─── EXERCISE DATA

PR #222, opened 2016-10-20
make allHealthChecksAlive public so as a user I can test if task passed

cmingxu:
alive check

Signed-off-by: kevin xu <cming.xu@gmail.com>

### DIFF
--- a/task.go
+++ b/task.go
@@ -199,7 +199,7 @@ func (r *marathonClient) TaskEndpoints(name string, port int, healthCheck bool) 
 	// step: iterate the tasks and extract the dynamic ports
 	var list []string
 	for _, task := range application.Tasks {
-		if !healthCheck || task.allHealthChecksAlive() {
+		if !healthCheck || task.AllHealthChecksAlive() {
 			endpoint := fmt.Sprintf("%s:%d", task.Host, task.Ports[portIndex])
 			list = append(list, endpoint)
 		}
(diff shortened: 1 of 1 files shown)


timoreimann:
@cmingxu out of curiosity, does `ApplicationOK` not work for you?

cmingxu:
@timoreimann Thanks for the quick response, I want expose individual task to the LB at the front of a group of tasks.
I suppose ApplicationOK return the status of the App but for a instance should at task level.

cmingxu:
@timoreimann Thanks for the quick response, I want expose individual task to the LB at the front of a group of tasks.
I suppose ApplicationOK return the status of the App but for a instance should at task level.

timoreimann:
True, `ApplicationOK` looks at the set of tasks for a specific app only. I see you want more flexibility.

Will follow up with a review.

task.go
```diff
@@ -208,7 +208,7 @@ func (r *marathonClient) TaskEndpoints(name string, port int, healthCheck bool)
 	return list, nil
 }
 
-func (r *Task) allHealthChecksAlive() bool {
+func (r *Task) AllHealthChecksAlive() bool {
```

──────
─── EXERCISE DATA

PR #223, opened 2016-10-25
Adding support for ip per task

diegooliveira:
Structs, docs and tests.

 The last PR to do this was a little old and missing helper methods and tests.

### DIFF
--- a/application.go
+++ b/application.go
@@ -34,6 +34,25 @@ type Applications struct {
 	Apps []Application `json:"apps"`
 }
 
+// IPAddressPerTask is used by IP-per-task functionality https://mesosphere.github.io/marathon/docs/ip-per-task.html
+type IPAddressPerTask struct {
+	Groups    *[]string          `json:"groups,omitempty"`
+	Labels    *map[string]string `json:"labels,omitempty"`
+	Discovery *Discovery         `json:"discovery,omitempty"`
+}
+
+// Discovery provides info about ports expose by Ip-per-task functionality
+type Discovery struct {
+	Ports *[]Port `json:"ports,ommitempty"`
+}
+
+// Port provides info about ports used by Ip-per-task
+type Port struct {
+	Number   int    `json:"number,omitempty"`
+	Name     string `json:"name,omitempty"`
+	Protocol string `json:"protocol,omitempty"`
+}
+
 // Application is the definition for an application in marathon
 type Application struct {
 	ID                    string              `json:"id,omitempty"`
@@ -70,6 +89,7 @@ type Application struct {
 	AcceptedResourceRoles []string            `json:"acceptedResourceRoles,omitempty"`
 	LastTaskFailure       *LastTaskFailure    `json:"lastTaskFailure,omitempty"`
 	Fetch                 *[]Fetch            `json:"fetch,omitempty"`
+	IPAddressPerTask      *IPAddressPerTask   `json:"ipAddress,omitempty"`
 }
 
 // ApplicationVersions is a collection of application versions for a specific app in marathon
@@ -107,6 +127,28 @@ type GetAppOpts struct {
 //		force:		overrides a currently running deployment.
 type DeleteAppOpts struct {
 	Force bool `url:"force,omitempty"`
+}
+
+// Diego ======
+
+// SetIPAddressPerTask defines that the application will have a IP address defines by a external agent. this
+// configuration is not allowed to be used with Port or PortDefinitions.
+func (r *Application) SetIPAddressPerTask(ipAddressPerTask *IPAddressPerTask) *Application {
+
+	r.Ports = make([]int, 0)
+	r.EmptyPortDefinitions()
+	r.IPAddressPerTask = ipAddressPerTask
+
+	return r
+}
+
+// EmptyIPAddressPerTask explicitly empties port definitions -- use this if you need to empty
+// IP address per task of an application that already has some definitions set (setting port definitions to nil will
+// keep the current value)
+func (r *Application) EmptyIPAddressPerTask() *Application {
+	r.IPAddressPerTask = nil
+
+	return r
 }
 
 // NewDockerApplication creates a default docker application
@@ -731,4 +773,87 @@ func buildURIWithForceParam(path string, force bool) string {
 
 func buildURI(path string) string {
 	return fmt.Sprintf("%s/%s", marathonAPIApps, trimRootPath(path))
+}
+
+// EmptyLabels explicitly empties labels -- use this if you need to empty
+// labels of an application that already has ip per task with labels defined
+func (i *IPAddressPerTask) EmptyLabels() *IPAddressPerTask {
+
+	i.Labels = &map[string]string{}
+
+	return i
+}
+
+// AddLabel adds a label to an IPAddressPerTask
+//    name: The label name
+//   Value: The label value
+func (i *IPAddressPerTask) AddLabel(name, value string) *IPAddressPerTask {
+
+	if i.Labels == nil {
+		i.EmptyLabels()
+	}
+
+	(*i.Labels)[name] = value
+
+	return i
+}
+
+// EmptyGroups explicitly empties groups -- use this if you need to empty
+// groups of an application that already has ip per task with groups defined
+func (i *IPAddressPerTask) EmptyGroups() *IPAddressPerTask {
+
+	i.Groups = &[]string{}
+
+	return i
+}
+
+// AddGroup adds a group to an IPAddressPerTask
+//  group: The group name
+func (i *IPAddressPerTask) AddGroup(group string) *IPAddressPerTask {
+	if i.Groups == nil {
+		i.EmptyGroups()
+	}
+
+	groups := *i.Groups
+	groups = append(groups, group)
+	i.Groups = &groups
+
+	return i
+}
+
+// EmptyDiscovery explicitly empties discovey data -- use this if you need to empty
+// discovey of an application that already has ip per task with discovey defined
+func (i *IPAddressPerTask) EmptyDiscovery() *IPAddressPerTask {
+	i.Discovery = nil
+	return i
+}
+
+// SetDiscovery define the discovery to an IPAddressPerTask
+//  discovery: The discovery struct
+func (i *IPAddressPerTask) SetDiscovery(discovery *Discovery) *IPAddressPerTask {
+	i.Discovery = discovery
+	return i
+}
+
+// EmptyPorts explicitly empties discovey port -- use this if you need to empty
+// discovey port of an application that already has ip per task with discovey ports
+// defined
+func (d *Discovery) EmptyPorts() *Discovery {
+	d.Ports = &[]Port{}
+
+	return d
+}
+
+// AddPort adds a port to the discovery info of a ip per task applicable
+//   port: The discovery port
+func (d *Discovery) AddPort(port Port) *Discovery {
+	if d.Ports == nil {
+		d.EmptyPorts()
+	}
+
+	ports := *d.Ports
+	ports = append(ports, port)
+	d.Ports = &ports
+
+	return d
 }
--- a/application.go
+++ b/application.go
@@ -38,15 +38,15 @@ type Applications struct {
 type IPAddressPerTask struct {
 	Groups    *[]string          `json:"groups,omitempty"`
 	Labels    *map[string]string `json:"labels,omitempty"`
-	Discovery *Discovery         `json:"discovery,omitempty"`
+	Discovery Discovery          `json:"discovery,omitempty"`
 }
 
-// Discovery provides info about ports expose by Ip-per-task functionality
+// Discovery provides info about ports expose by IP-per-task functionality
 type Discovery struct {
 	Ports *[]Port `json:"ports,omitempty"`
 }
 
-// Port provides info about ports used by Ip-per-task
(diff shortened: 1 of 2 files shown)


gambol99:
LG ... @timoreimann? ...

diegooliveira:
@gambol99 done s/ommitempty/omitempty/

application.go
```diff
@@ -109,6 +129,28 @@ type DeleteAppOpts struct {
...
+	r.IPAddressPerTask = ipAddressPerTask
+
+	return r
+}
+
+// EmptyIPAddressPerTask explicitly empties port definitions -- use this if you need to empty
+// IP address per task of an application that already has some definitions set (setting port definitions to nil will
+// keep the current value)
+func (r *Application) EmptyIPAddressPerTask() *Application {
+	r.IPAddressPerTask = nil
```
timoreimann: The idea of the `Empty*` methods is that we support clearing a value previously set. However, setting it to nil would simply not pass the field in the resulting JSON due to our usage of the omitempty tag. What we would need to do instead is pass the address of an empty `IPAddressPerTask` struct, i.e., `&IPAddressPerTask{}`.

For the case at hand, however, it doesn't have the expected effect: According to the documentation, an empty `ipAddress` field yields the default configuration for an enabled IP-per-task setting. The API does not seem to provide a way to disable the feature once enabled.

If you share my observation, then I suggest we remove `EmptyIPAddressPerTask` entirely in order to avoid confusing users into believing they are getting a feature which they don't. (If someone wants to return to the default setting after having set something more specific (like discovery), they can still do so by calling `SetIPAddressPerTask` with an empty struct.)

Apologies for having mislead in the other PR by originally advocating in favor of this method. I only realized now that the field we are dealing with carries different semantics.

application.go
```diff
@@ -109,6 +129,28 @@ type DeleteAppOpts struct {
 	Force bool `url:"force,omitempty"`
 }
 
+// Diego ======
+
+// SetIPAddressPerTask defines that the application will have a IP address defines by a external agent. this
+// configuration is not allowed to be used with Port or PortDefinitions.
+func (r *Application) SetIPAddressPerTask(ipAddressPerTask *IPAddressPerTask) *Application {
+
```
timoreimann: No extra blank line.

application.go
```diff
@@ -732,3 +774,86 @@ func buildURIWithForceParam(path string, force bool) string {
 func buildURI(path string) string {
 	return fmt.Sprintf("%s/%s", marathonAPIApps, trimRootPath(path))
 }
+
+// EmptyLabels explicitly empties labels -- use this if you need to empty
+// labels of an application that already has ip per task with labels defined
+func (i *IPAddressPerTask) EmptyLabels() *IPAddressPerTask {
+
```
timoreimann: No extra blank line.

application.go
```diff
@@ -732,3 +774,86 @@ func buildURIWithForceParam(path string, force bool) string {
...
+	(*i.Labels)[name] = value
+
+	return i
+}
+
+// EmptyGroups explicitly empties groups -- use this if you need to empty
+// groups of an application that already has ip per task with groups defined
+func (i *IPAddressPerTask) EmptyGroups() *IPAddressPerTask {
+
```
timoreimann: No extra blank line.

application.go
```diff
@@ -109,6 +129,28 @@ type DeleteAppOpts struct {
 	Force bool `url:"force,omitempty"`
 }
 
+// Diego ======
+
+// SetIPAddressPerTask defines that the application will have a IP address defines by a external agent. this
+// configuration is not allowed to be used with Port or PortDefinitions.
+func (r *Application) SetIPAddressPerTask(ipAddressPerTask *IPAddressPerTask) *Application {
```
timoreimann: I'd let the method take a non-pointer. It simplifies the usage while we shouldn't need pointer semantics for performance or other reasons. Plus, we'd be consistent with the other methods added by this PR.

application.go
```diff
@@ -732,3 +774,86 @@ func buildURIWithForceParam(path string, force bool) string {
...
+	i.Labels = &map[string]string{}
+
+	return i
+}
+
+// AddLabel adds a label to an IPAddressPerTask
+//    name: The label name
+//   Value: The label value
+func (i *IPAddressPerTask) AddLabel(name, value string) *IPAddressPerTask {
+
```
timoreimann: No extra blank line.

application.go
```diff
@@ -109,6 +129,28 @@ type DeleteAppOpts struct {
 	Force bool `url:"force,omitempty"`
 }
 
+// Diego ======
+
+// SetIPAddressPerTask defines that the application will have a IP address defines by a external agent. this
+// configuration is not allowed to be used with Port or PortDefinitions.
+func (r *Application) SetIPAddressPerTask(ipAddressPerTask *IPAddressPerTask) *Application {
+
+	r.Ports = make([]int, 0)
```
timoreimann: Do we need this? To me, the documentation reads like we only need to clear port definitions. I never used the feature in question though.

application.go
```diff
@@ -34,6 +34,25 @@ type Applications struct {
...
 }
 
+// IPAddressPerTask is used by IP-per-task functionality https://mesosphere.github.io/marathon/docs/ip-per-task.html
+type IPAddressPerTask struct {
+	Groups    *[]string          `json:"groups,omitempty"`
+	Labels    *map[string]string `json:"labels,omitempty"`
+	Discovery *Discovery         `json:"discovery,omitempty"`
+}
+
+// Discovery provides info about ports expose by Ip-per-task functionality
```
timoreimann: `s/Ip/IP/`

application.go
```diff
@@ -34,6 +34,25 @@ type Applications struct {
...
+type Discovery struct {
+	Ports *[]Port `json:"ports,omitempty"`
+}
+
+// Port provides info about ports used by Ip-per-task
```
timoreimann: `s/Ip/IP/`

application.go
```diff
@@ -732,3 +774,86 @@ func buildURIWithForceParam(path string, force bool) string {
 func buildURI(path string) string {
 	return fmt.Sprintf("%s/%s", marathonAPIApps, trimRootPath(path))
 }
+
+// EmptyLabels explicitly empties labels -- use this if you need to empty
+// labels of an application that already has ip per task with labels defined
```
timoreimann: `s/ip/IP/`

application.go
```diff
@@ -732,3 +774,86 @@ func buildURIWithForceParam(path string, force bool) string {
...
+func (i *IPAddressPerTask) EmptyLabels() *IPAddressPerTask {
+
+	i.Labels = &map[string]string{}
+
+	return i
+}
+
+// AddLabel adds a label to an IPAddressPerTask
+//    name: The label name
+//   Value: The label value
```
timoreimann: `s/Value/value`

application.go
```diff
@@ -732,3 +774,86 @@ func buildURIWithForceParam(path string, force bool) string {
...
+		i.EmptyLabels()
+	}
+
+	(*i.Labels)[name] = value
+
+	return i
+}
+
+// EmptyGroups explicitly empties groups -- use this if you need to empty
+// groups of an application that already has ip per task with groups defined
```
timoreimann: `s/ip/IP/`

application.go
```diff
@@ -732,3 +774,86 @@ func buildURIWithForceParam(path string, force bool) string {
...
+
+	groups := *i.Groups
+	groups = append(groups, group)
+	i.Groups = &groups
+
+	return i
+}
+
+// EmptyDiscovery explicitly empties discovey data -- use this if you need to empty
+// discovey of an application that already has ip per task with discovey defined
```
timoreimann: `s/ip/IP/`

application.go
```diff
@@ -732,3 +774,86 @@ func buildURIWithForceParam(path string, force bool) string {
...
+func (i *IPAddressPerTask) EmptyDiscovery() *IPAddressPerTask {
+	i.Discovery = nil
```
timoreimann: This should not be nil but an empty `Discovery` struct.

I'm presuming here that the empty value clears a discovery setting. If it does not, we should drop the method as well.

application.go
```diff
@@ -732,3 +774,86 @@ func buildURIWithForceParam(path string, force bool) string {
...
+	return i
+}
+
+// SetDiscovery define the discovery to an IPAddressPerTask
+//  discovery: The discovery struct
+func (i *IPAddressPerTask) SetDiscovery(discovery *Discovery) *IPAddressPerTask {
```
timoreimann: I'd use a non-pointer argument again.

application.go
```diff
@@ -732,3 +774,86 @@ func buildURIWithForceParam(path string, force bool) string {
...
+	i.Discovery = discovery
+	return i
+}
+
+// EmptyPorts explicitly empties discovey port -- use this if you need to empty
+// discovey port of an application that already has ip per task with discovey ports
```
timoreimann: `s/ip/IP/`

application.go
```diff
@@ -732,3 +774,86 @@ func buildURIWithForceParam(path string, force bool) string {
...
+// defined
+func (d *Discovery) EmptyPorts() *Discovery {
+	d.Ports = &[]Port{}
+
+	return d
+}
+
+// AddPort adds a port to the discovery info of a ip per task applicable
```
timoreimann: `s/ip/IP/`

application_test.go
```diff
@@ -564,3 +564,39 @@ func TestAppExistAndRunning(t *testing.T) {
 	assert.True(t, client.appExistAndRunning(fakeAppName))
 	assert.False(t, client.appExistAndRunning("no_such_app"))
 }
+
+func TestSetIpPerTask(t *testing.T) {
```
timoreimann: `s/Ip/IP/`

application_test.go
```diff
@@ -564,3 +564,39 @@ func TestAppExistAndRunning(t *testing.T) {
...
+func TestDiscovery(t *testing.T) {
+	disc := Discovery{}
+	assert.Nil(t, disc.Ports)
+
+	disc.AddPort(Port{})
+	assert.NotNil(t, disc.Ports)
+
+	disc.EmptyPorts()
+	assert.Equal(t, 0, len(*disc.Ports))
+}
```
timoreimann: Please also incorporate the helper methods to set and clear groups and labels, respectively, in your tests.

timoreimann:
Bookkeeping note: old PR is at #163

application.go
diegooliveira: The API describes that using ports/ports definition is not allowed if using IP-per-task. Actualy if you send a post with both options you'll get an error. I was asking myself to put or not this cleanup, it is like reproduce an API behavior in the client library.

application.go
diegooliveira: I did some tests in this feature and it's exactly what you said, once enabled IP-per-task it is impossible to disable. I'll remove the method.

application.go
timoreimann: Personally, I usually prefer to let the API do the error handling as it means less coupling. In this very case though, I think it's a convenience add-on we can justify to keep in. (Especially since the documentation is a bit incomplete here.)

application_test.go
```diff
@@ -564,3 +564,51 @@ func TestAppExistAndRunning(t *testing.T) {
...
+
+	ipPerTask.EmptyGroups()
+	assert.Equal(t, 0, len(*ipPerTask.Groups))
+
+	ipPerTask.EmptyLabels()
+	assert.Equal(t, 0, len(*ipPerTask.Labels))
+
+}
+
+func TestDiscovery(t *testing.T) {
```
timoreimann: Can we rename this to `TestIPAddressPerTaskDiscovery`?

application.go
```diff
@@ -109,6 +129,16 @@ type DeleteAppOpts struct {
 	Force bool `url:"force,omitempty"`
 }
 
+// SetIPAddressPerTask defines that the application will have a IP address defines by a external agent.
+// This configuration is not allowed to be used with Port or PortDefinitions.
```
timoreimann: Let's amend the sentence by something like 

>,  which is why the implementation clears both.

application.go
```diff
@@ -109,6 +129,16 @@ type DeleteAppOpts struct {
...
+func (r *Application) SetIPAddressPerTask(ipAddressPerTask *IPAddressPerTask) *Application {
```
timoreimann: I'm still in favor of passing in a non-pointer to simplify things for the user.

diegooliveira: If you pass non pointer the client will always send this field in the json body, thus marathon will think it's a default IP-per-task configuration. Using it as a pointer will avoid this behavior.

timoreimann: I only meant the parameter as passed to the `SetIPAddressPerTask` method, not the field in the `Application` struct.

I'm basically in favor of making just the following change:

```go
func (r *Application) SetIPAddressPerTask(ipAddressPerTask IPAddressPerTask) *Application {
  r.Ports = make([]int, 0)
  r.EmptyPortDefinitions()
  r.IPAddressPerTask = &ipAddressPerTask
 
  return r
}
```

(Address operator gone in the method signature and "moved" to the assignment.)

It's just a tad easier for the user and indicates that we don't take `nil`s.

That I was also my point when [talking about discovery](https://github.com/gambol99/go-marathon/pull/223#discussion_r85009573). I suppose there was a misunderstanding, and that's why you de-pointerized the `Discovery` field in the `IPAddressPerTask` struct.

──────
─── EXERCISE DATA

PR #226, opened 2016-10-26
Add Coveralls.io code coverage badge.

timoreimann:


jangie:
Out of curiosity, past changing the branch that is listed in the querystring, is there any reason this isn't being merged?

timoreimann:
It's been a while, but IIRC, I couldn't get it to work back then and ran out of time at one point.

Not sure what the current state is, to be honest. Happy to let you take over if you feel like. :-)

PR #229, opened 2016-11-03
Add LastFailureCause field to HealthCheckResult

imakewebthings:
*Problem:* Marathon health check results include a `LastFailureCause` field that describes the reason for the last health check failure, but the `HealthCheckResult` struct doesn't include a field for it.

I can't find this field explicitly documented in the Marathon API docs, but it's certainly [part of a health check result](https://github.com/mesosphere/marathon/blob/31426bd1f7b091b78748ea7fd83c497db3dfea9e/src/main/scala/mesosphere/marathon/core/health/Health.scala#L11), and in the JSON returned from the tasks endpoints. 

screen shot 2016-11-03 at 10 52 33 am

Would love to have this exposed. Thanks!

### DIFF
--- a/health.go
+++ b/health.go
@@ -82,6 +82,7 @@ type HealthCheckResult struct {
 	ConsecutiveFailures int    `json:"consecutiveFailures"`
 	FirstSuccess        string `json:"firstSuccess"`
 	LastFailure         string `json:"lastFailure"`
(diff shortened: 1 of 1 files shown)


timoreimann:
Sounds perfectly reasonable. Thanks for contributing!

──────

#### PROBLEM DESCRIPTION
Beginning with the line that has "PR #222, opened 2016-10-20" and ending with the line that has "var list []string", set down the lines above exactly and include no others.

#### EXERCISE OUTPUT
PR #222, opened 2016-10-20
make allHealthChecksAlive public so as a user I can test if task passed

cmingxu:
alive check

Signed-off-by: kevin xu <cming.xu@gmail.com>

### DIFF
--- a/task.go
+++ b/task.go
@@ -199,7 +199,7 @@ func (r *marathonClient) TaskEndpoints(name string, port int, healthCheck bool) 
 	// step: iterate the tasks and extract the dynamic ports
 	var list []string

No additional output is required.